## [DATA EXCERPTS]
PR #1591, opened 2026-05-29
feat(viewport) Add a fallback setting for "Keep zoom if size is the same"

perk11:
I went based off this suggestion
image
but since the option only really applies to "Keep zoom if the size is the same", I put it under that setting and made it disabled if another option is selected. Also, I named the version that matches behavior of "Never keep zoom" "Zoom to fit if image is bigger than view port, otherwise reset to 100%", since that's what describes what really is going on. Without such a description I think it's really hard for user to figure out how this works.

image
image

### DIFF
--- a/ImageLounge/src/DkCore/DkBaseViewPort.cpp
+++ b/ImageLounge/src/DkCore/DkBaseViewPort.cpp
@@ -777,7 +777,17 @@ void DkBaseViewPort::updateImageMatrix(std::optional<DkSettings::keepZoom> keepZ
         break;
     case DkSettings::zoom_keep_same_size: {
         if (!isSameSize) {
-            mWorldMatrix.reset();
+            switch (static_cast<DkSettings::keepZoomKeepSameSizeFallback>(
+                DkSettingsManager::param().display().keepZoomKeepSameSizeFallback)) {
+            case DkSettings::kzkss_fallback_fit_bigger_or_reset:
+                mWorldMatrix.reset();
+                break;
+            case DkSettings::kzkss_fallback_always_fit:
+                zoomToFit();
+                break;
+            default:
+                Q_UNREACHABLE();
+            }
         }
         break;
     }
--- a/ImageLounge/src/DkCore/DkSettings.cpp
+++ b/ImageLounge/src/DkCore/DkSettings.cpp
@@ -455,6 +455,8 @@ void DkSettings::load(QSettings &settings, bool defaults)
     settings.beginGroup("DisplaySettings");
 
     display_p.keepZoom = settings.value("keepZoom", display_p.keepZoom).toInt();
+    display_p.keepZoomKeepSameSizeFallback = settings.value("keepZoomFallback", display_p.keepZoomKeepSameSizeFallback)
+                                                 .toInt();
     display_p.invertZoom = settings.value("invertZoom", display_p.invertZoom).toBool();
     display_p.highlightColor = QColor::fromRgba(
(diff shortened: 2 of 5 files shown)


perk11:
@leejuyuu Could you please review?

ImageLounge/src/DkCore/DkSettings.cpp
```diff
@@ -454,6 +454,8 @@ void DkSettings::load(QSettings &settings, bool defaults)
     settings.beginGroup("DisplaySettings");
 
     display_p.keepZoom = settings.value("keepZoom", display_p.keepZoom).toInt();
+    display_p.keepZoomKeepSameSizeFallback = settings.value("keepZoomFallback", display_p.keepZoomKeepSameSizeFallback)
```
leejuyuu, line 458: I suggest keeping the name consistent to `keepZoomFallback` across this PR.

ImageLounge/src/DkCore/DkSettings.h
```diff
@@ -149,6 +149,12 @@ class DllCoreExport DkSettings
         zoom_end,
     };
 
+    enum keepZoomKeepSameSizeFallback {
+        kzkss_fallback_fit_bigger_or_reset,
+        kzkss_fallback_always_fit,
+        kzkss_fallback_end,
```
leejuyuu, line 155: Please replace `kzkss` with `keep_zoom`.

ImageLounge/src/DkCore/DkBaseViewPort.cpp
```diff
@@ -777,7 +777,17 @@ void DkBaseViewPort::updateImageMatrix(std::optional<DkSettings::keepZoom> keepZ
...
+            switch (static_cast<DkSettings::keepZoomKeepSameSizeFallback>(
+                DkSettingsManager::param().display().keepZoomKeepSameSizeFallback)) {
+            case DkSettings::kzkss_fallback_fit_bigger_or_reset:
+                mWorldMatrix.reset();
+                break;
+            case DkSettings::kzkss_fallback_always_fit:
+                zoomToFit();
+                break;
+            default:
+                Q_UNREACHABLE();
```
leejuyuu, line 789: Using `Q_UNREACHABLE` here would make the program crash if someone edits the value in the config file to something like 5. Either make this default to `mWorldMatrix.reset()` or validate the value in the settings.

ImageLounge/src/DkGui/DkPreferenceWidgets.cpp
```diff
@@ -809,8 +809,42 @@ void DkDisplayPreference::createLayout()
...
+
+    QVector<QRadioButton *> keepZoomKeepSameSizeFallbackButtons;
+    keepZoomKeepSameSizeFallbackButtons.resize(DkSettings::kzkss_fallback_end);
+    keepZoomKeepSameSizeFallbackButtons
+        [DkSettings::kzkss_fallback_fit_bigger_or_reset] = new QRadioButton(tr("Zoom to fit if image is bigger than "
+                                                                               "viewport, otherwise reset to 100%"),
+                                                                            this);
+    keepZoomKeepSameSizeFallbackButtons
+        [DkSettings::kzkss_fallback_always_fit] = new QRadioButton(tr("Always zoom to fit"), this);
+    keepZoomKeepSameSizeFallbackButtons[DkSettingsManager::param().display().keepZoomKeepSameSizeFallback]->setChecked(
```
leejuyuu, line 841: This also crashes when the config value is edited to out-of-range values.

leejuyuu (changes requested):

## [TASK GOAL]
Report each line of the data in which "load" occurs.

## [SOLUTION TO THIS EXERCISE]
@@ -455,6 +455,8 @@ void DkSettings::load(QSettings &settings, bool defaults)
@@ -454,6 +454,8 @@ void DkSettings::load(QSettings &settings, bool defaults)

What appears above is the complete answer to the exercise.